> TASK DETAILS: From the entries provided below, copy each line that contains the word "need".

> MATERIAL TO PROCESS:
┌────────

PR #1536, opened 2025-04-07
improve: use generic speed up txn

james-a-morris:
We are moving to version-generic event names. We should move forward with using the generic speed-up deposit fn.

Note: this is an opinionated change

### DIFF
--- a/src/views/Transactions/hooks/useSpeedUp.tsx
+++ b/src/views/Transactions/hooks/useSpeedUp.tsx
@@ -1,5 +1,5 @@
 import { useState, useEffect } from "react";
-import { BigNumber } from "ethers";
+import { BigNumber, ethers } from "ethers";
 import { useMutation } from "@tanstack/react-query";
 
 import { useConnection, useBridgeFees, useIsWrongNetwork } from "hooks";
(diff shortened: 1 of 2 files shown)


nicholaspai (commented):
This won't work unless `depositor` is in bytes32 format, which it doesn't seem like it is

src/views/Transactions/hooks/useSpeedUp.tsx
```diff
@@ -86,9 +86,14 @@ export function useSpeedUp(transfer: Deposit, token: Token) {
       );
 
       const depositor = await signer.getAddress();
+      // Scale the depositor address to 32 bytes
+      const paddedDepositor = ethers.utils.hexZeroPad(
+        ethers.utils.hexlify(depositor),
+        32
+      );
```
gsteenkamp89, line 93: can use [this](https://github.com/across-protocol/sdk/blob/24d2de2a402a1ec7f2379ec4cd376d77e6d0bf46/src/utils/AddressUtils.ts#L46)  utility from the sdk

src/views/Transactions/hooks/useSpeedUp.tsx
```diff
@@ -86,9 +86,14 @@ export function useSpeedUp(transfer: Deposit, token: Token) {
...
       const spokePool = config.getSpokePool(transfer.sourceChainId, signer);
-      const txResponse = await spokePool.speedUpV3Deposit(
-        depositor,
+      const txResponse = await spokePool.speedUpDeposit(
+        paddedDepositor,
         BigNumber.from(transfer.depositId),
         updatedOutputAmount,
         newRecipient,
```
gsteenkamp89, line 99: `newRecipient` will also have to be padded

james-a-morris: https://github.com/across-protocol/frontend/pull/1536/commits/bf8e93d54a9d9cedb16ceeeadfd9e3a2c0fadbd9

gsteenkamp89 (approved):
Looks good, thanks for getting this in!

PR #1538, opened 2025-04-09
Feat/deafult out token stable in

gsteenkamp89:
closes ACX-3976
## motivation

If Lens is destination chain and token IN is a stable coin, we want to set the default out token to `GHO` (user may change this)


dohaki (approved):
LGTM

PR #1547, opened 2025-04-14
use 700px for chain selector

gsteenkamp89:
closes ACX-3977
So we can show 12 chains without scroll


gsteenkamp89:
> love this - do we have any considerations if the user has a screen with a < 400px display?

@james-a-morris There's still some weirdness on mobile browsers. I'll have to play around a bit more.

dohaki (dismissed):
LGTM! Do we want to apply the same for the token selector?

dohaki (approved):
Nice

PR #1557, opened 2025-04-16
feat(utils): batch balance queries via multicall

gsteenkamp89:
## motivation

Each new added token/chain increases the number of balance queries exponentially.
This PR adds a class we can use to batch any balance queries (made within a specified interval) via multicall, reducing the number of requests to public RPCs

### DIFF
--- a/src/utils/balances.ts
+++ b/src/utils/balances.ts
@@ -1,0 +1,229 @@
+import { ERC20__factory } from "@across-protocol/contracts";
+import { providers } from "ethers";
+import { callViaMulticall3 } from "../../api/_utils";
+import { getProvider } from "./providers";
+import { getMulticall3, ZERO_ADDRESS } from "./sdk";
+import { useQuery } from "@tanstack/react-query";
+
+export type MultiCallResult = {
+  blockNumber: providers.BlockTag;
+  balances: Record<string, Record<string, string>>;
+};
+
+/**
+ * Fetches the balances for an array of addresses on a particular chain, for a particular erc20 token
+ * @param chainId The blockchain Id to query against
+ * @param addresses An array of valid Web3 wallet addresses
+ * @param tokenAddress The valid ERC20 token address on the given `chainId` or ZERO_ADDRESS for native balances
+ * @param blockTag Block to query from, defaults to latest block
+ * @returns a Promise that resolves to an array of BigNumbers
+ */
+export const getBatchBalanceViaMulticall3 = async (
+  chainId: string | number,
+  addresses: string[],
+  tokenAddresses: string[],
+  blockTag: providers.BlockTag = "latest"
+): Promise<MultiCallResult> => {
+  const chainIdAsInt = Number(chainId);
+  const provider = getProvider(chainIdAsInt);
+
+  const multicall3 = getMulticall3(chainIdAsInt, provider);
+
+  if (!multicall3) {
+    throw new Error("No Multicall3 deployed on this chain");
+  }
+
+  let calls: Parameters<typeof callViaMulticall3>[1] = [];
+
+  for (const tokenAddress of tokenAddresses) {
+    if (tokenAddress === ZERO_ADDRESS) {
+      // For native currency
+      calls.push(
+        ...addresses.map((address) => ({
+          contract: multicall3,
+          functionName: "getEthBalance",
+          args: [address],
+        }))
+      );
+    } else {
+      // For ERC20 tokens
+      const erc20Contract = ERC20__factory.connect(tokenAddress, provider);
+      calls.push(
+        ...addresses.map((address) => ({
+          contract: erc20Contract,
+          functionName: "balanceOf",
+          args: [address],
+        }))
+      );
+    }
+  }
+
+  const inputs = calls.map(({ contract, functionName, args }) => ({
+    target: contract.address,
+    callData: contract.interface.encodeFunctionData(functionName, args),
+  }));
+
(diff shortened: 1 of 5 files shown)


src/utils/balances.ts
```diff
@@ -0,0 +1,229 @@
...
+      balances[address][tokenAddress] = decodedResults[resultIndex].toString();
+      resultIndex++;
+    });
+  }
+
+  return {
+    blockNumber: blockNumber.toNumber(),
+    balances,
+  };
+};
```
gsteenkamp89, line 94: copied from here => https://github.com/across-protocol/frontend/blob/9c2986734641b2f4a3222aa860a04bfbcc31a64d/api/_utils.ts#L1393

src/utils/balances.ts
```diff
@@ -0,0 +1,229 @@
...
+export const balanceBatcher = new BalanceBatcher(getBatchBalanceViaMulticall3);
+
+/**
+ * @param chainId The blockchain chain ID.
+ * @param tokenAddress The ERC20 token address.
+ * @param walletAddress The wallet address whose balance will be fetched.
+ * @param blockTag Optional blockTag (defaults to "latest").
+ * @returns An object containing the balance (a string), loading state, and any error.
+ */
+export function useBalance({
```
gsteenkamp89, line 197: might need to add ability to resolve `tokenSymbol => address`.

src/utils/balances.ts
```diff
@@ -0,0 +1,229 @@
...
+  const multicall3 = getMulticall3(chainIdAsInt, provider);
+
+  if (!multicall3) {
+    throw new Error("No Multicall3 deployed on this chain");
+  }
+
+  let calls: Parameters<typeof callViaMulticall3>[1] = [];
+
+  for (const tokenAddress of tokenAddresses) {
+    if (tokenAddress === ZERO_ADDRESS) {
```
gsteenkamp89, line 39: We'll need to add logic somewhere to handle ETH since we use WETH address internally not the zero address

src/utils/balances.ts
```diff
@@ -0,0 +1,229 @@
...
+interface BatchRequest {
+  chainId: number;
+  blockTag: providers.BlockTag;
+  aggregatedTokens: Set<string>;
+  aggregatedAddresses: Set<string>;
+  requests: BalanceRequest[];
+  timer?: NodeJS.Timeout;
+}
+
+const DEFAULT_BATCH_INTERVAL = 100;
```
gsteenkamp89, line 114: this interval adds an implicit delay. is this too aggressive? is 10ms better?

src/utils/balances.ts
```diff
@@ -0,0 +1,230 @@
...
+          args: [address],
+        }))
+      );
+    }
+  }
+
+  const inputs = calls.map(({ contract, functionName, args }) => ({
+    target: contract.address,
+    callData: contract.interface.encodeFunctionData(functionName, args),
+  }));
```
pxrl, line 65: @gsteenkamp89 I think this could be reordered to squash it down. It should be possible to instantiate a single generic ERC20 contract (not connected to any specific address or provider) and then generate all the balanceOf() calldata. Then that same calldata can be reused across all of the ERC20s we want to query.

So I think it could be something like:

```
const erc20 = ERC20__factory.connect(ZERO_ADDRESS, ...);
const inputs: { target: string, callData: string }[] = [];

for (const address of addresses) {  
  const callData = erc20.interface.encodeFunctionData("balanceOf", address);
  for (const tokenAddress of tokenAddresses) {
    inputs.push({ target: tokenAddress, callData });
  }
}
```

If it's done that way then that should save instantiating a bunch of ephemeral ERC20 contract instances.

src/utils/balances.ts
```diff
@@ -0,0 +1,230 @@
...
+ * Fetches the balances for an array of addresses on a particular chain, for a particular erc20 token
+ * @param chainId The blockchain Id to query against
+ * @param addresses An array of valid Web3 wallet addresses
+ * @param tokenAddress The valid ERC20 token address on the given `chainId` or ZERO_ADDRESS for native balances
+ * @param blockTag Block to query from, defaults to latest block
+ * @returns a Promise that resolves to an array of BigNumbers
+ */
+export const getBatchBalanceViaMulticall3 = async (
+  chainId: string | number,
+  addresses: string[],
```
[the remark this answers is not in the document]
gsteenkamp89: yeah that's exactly right, we're repurposing the logic originally written for relayer balances.

src/utils/balances.ts
```diff
@@ -0,0 +1,230 @@
...
+  tokenAddresses: string[],
```
dohaki, line 25: It might make sense to use symbols instead of addresses here?

src/utils/balances.ts
dohaki: Wdyt of using the symbols instead of addresses in the context of our FE? Based on the chain id we can infer which symbols are native

src/utils/balances.ts
```diff
@@ -0,0 +1,230 @@
...
+  return useQuery({
+    queryKey: [
+      "balance",
+      chainId,
+      token,
+      address,
+      blockTag ?? "latest",
+    ] as const,
+    queryFn: () =>
+      balanceBatcher.queueBalanceCall(
```
dohaki, line 222: This looks interesting. I am just wondering if we could reach the same goal by using optimized tanstack/query options 🤔

PR #1558, opened 2025-04-16
feat: support svm useBalance hooks

dohaki:
Aims to close ACX-3987


src/constants/chains/index.ts
```diff
@@ -50,6 +50,7 @@ export const chainInfoList: ChainInfoList = orderedEnabledChainIds.map(
 
 export const chainInfoTable: ChainInfoTable = Object.fromEntries(
   chainInfoList.map((chain) => {
+    console.log(chain.chainId, chain);
```
gsteenkamp89, line 53: want to keep this?

gsteenkamp89 (approved):
very nice.

src/constants/chains/index.ts
dohaki: removed!

PR #558, opened 2018-10-05
Deprecate a0_render_message method

joshcanhelp:
Deprecation docblocks and error triggering for the unused `a0_render_message` method in the `WP_Auth0` class.

**No functional changes 👍**

### DIFF
--- a/WP_Auth0.php
+++ b/WP_Auth0.php
@@ -488,6 +488,9 @@ class WP_Auth0 {
 	 * @codeCoverageIgnore - Deprecated
 	 */
 	public function a0_render_message() {
+		// phpcs:ignore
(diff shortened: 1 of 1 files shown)


WP_Auth0.php
```diff
@@ -494,6 +482,22 @@ private function autoloader( $class ) {
...
 	 */
 
+	/**
+	 * @deprecated - 3.8.0, not used and no replacement provided.
+	 *
+	 * @codeCoverageIgnore - Deprecated
+	 */
+	public function a0_render_message() {
+		$message = null;
+
```
lbalmaceda: shouldn't this print the warning like you do in other methods?

```php
trigger_error( sprintf( __( 'Method %s is deprecated.', 'wp-auth0' ), __METHOD__ ), E_USER_DEPRECATED );
```

PR #559, opened 2018-10-05
Deprecate WP_Auth0_Email_Verification::ajax_resend_email

joshcanhelp:
Deprecate the `WP_Auth0_Email_Verification::ajax_resend_email()` method.

**No functional changes** 👍


lib/WP_Auth0_Email_Verification.php
```diff
@@ -109,6 +94,31 @@ public function resend_verification_email() {
...
 	}
+
+	/*
+	 *
+	 * DEPRECATED
+	 *
+	 */
+
+	/**
+	 * AJAX handler to request that the verification email be resent.
```
lbalmaceda: resent -> re-sent ?

PR #576, opened 2018-10-29
Update JWT library

joshcanhelp:
### Changes

- Update Firebase JWT library from v2.0.0 to v5.0.0  and removed extra library files (tests, meta, etc)
- Remove fallback to `/userinfo`, replace with ID token 
- Move ID token cleanup to new `WP_Auth0_LoginManager::clean_id_token()`
- Add `InvalidArgumentException` catching in `WP_Auth0_LoginManager::init_auth0()`
- Remove exception handling in `WP_Auth0_LoginManager::implicit_login()` (handled in calling method)
- Add a higher leeway 
- Update autoloader for new path

### References

- [JWT library changes](https://github.com/firebase/php-jwt/compare/v2.0.0...master) ([commit here](https://github.com/auth0/wp-auth0/pull/576/commits/04cb28cfd90bf6d2816552aace12c46682237980))

### Testing

No testing is in place for the login flow as it's highly coupled.


lib/WP_Auth0_LoginManager.php
```diff
@@ -283,25 +287,13 @@ public function redirect_login() {
...
-
-			if ( 200 !== $userinfo_resp_code || empty( $userinfo_resp_body ) ) {
-
-				WP_Auth0_ErrorManager::insert_auth0_error( __METHOD__ . ' L:' . __LINE__, $userinfo_resp );
-				throw new WP_Auth0_LoginFlowValidationException(
-					__( 'Error getting user information', 'wp-auth0' ),
-					$userinfo_resp_code
-				);
-			}
+		// Management API call failed, fallback to ID token.
```
cocojoe: What would be the expectation for a management API call to fail?

cocojoe:
Code is mostly the JWT Lib changes, thanks for adding you changed leeway as it's hard to tell if you changed anything vs changes that came from the update. That's a big jump in Majors from 2.0 to 5.0.

lib/WP_Auth0_LoginManager.php
joshcanhelp: If Client Credential Grant is turned off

└────────

> RESULT FOR THIS TASK:
gsteenkamp89, line 197: might need to add ability to resolve `tokenSymbol => address`.
gsteenkamp89, line 39: We'll need to add logic somewhere to handle ETH since we use WETH address internally not the zero address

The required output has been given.